(Data)

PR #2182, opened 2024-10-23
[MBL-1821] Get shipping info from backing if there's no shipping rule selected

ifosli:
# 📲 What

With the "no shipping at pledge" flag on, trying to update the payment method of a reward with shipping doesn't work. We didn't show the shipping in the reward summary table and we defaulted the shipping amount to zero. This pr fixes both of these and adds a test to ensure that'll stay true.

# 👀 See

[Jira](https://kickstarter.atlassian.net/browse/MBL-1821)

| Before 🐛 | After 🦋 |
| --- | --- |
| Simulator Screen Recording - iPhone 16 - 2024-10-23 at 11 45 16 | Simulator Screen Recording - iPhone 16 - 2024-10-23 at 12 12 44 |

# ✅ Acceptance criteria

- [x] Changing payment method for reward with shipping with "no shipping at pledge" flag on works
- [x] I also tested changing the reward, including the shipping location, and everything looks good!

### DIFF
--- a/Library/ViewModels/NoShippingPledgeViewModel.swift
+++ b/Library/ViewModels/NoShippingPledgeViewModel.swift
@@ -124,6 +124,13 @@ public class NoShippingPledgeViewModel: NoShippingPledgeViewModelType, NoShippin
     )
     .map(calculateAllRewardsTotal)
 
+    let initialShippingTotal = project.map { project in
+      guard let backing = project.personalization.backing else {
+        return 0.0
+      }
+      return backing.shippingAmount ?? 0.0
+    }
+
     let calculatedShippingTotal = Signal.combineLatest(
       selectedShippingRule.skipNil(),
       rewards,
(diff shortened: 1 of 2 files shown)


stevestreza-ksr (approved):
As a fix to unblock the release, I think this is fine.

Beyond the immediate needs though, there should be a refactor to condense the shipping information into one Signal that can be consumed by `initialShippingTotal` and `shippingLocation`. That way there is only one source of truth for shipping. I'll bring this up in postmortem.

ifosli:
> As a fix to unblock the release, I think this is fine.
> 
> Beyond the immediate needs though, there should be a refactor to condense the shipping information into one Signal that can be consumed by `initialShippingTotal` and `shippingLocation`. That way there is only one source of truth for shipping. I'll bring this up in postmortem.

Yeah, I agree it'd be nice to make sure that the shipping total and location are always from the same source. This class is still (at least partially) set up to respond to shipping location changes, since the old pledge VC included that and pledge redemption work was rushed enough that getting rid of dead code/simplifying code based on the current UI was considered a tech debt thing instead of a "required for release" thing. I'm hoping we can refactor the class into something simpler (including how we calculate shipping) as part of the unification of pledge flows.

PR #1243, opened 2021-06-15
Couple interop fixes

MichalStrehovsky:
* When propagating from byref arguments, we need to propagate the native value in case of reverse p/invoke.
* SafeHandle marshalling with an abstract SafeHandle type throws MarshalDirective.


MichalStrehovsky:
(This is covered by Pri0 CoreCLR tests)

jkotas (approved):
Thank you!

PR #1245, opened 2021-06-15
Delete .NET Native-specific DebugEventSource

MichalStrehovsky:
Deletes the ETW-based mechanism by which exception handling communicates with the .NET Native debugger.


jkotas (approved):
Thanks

(End Data)

Activity: Produce an exact copy of the lines from the one containing "Couple interop fixes" through the final line of the data, both ends included, and only those.

Exercise answer:
Couple interop fixes

MichalStrehovsky:
* When propagating from byref arguments, we need to propagate the native value in case of reverse p/invoke.
* SafeHandle marshalling with an abstract SafeHandle type throws MarshalDirective.


MichalStrehovsky:
(This is covered by Pri0 CoreCLR tests)

jkotas (approved):
Thank you!

PR #1245, opened 2021-06-15
Delete .NET Native-specific DebugEventSource

MichalStrehovsky:
Deletes the ETW-based mechanism by which exception handling communicates with the .NET Native debugger.


jkotas (approved):
Thanks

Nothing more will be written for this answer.